PR #197, opened 2023-11-09
scenarios: add small sleep between sends

willcl-ark:
give single CPU setups (docker) time to context switch and keep up


willcl-ark:
Lets me run with 400 nodes pretty stably on my machine (TM). Not sure that it's _essential_, but seems like a good idea in any case..

willcl-ark:
Hmmm, perhaps we should bake this into rpc method instead...

willcl-ark:
Closing for now

PR #200, opened 2023-11-10
graph: switch to erdos renyi graphs

### LINKED ISSUE #199: graph create doesn't connect all nodes
See a 250 node graph I created: https://github.com/pinheadmz/warnet/blob/blockrelay-capacity/src/graphs/block_relay.graphml#L2858

You can see the edge sources are limited in range form node 0 up to 43. The destinations are properly mixed up and that looks ok but when I run this network there are many nodes with 0 or 1 peers

willcl-ark:
* Doesn't change default graph, only user-generated
* Avoid nodes with single edge connections.
* Erdos renyi provides good random starting point.
* Default to edge connection probabiliyt of p=0.2 if unspecified.
* Top up to 8 edges per node as a minimum

Closes: #199

### DIFF
--- a/docs/graph.md
+++ b/docs/graph.md
@@ -6,7 +6,7 @@ Before any scenarios or RPC commands can be executed, a Warnet network must be s
 See [warcli.md](warcli.md) for more details on these commands.
 
 To start a network called `"warnet"` from the [default graph file](../src/graphs/default.graphml)
-which consists of 12 Bitcoin Core v25.0 nodes connected in a ring:
+which consists of 12 Bitcoin Core v26.0 nodes connected in a ring:
 ```
 warcli network start
 ```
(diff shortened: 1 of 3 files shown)


pinheadmz:
I think we need to get the DNS seeder working again using the pynode approach we've discussed. As far as `graph create` I wonder if we should just ditch the networkx stuff and write our own thing. How hard could it be to just give each tank 12 random outgoing edges?

willcl-ark:
Obviously not hard. The whole reason to use networkx is so that it generates graphml files, and they can be interesting shapes? That's why I added a generic generator first...

Gimped to a single shape, we might as well write our own.

Personally I'd prefer having the generic generator back, but 🤷🏼‍♂️

willcl-ark:
This does not change the default graph (for now), but makes user-generated graphs more useful and updates `graphs.md` to be more current.

Also going to merge for now.

PR #202, opened 2023-11-21
Send graph via base64 rather than file path

m3dwards:
Supports scenarios where the RPC is running on a different machine and doesn't have access to the file paths

### DIFF
--- a/src/warnet/cli/network.py
+++ b/src/warnet/cli/network.py
@@ -1,3 +1,4 @@
+import base64
 from pathlib import Path
 
 import click
@@ -24,9 +25,12 @@ def start(graph_file: Path, force: bool, network: str):
     Start a warnet with topology loaded from a <graph_file> into <--network> (default: "warnet")
     """
     try:
+        encoded_graph_file = ""
+        with open(graph_file, "rb") as graph_file_buffer:
+            encoded_graph_file = base64.b64encode(graph_file_buffer.read()).decode("utf-8")
         result = rpc_call(
             "network_from_file",
-            {"graph_file": str(graph_file), "force": force, "network": network},
+            {"graph_file": encoded_graph_file, "force": force, "network": network},
         )
         print(result)
     except Exception as e:
--- a/src/warnet/warnet.py
+++ b/src/warnet/warnet.py
@@ -2,6 +2,7 @@
   Warnet is the top-level class for a simulated network.
 """
 
+import base64
 import json
 import logging
 import networkx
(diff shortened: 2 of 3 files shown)


src/warnet/cli/network.py
```diff
@@ -24,9 +25,12 @@ def start(graph_file: Path, force: bool, network: str):
     Start a warnet with topology loaded from a <graph_file> into <--network> (default: "warnet")
     """
     try:
+        encoded_graph_file = ""
+        with open(str(graph_file), "rb") as graph_file_buffer:
```
willcl-ark:
```suggestion
        with open(graph_file, "rb") as graph_file_buffer:
```

Don't think we should need the `str()` here? `open` can handle `Path`

src/warnet/warnet.py
```diff
@@ -62,9 +63,11 @@ def from_graph_file(
         self = cls(config_dir)
         destination = self.config_dir / self.graph_name
         destination.parent.mkdir(parents=True, exist_ok=True)
-        shutil.copy(graph_file, destination)
```
willcl-ark, line 65: nit: could have used clearer naming in here

```diff
diff --git a/src/warnet/warnet.py b/src/warnet/warnet.py
index 9506c21..2255a85 100644
--- a/src/warnet/warnet.py
+++ b/src/warnet/warnet.py
@@ -58,16 +58,16 @@ class Warnet:
     @classmethod
     @bubble_exception_str
     def from_graph_file(
-        cls, graph_file: str, config_dir: Path, network: str = "warnet"
+        cls, base64_graph: str, config_dir: Path, network: str = "warnet"
     ):
         self = cls(config_dir)
         destination = self.config_dir / self.graph_name
         destination.parent.mkdir(parents=True, exist_ok=True)
-        file_content = base64.b64decode(graph_file.encode("utf-8"))
+        graph_file = base64.b64decode(base64_graph.encode("utf-8"))
         with open(destination, "wb") as f:
-            f.write(file_content)
+            f.write(graph_file)
         self.network_name = network
-        self.graph = networkx.parse_graphml(file_content.decode("utf-8"), node_type=int)
+        self.graph = networkx.parse_graphml(graph_file.decode("utf-8"), node_type=int)
         self.tanks_from_graph()
         logger.info(f"Created Warnet using directory {self.config_dir}")
         return self
```

unrelated, seems odd that my typechecker complains about the `node_type=int` on the networkx parse. AFAICT this looks like a valid type specified. I guess an issue with mypy...

willcl-ark (approved):
Looks pretty good to me, thanks!

Left two nits, which you can choose to address or not. Will leave up to our lead maintainer @pinheadmz to ACK/merge

src/warnet/cli/network.py
m3dwards: Removed str()

src/warnet/warnet.py
m3dwards: Agree, naming could be better, accepted this suggestion

willcl-ark:
LGTM

PR #203, opened 2023-11-21
Specify thread to be daemonized

m3dwards:
Looks like these threads are set to daemon anyway but this way it is explicit


willcl-ark:
LGTM, thanks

• _Problem description_: When you reach the line holding "as a minimum" in the records above, begin reproducing exactly, stop after the line holding "Gimped to a", and output nothing else.

• _The answer_:
* Top up to 8 edges per node as a minimum

Closes: #199

### DIFF
--- a/docs/graph.md
+++ b/docs/graph.md
@@ -6,7 +6,7 @@ Before any scenarios or RPC commands can be executed, a Warnet network must be s
 See [warcli.md](warcli.md) for more details on these commands.
 
 To start a network called `"warnet"` from the [default graph file](../src/graphs/default.graphml)
-which consists of 12 Bitcoin Core v25.0 nodes connected in a ring:
+which consists of 12 Bitcoin Core v26.0 nodes connected in a ring:
 ```
 warcli network start
 ```
(diff shortened: 1 of 3 files shown)


pinheadmz:
I think we need to get the DNS seeder working again using the pynode approach we've discussed. As far as `graph create` I wonder if we should just ditch the networkx stuff and write our own thing. How hard could it be to just give each tank 12 random outgoing edges?

willcl-ark:
Obviously not hard. The whole reason to use networkx is so that it generates graphml files, and they can be interesting shapes? That's why I added a generic generator first...

Gimped to a single shape, we might as well write our own.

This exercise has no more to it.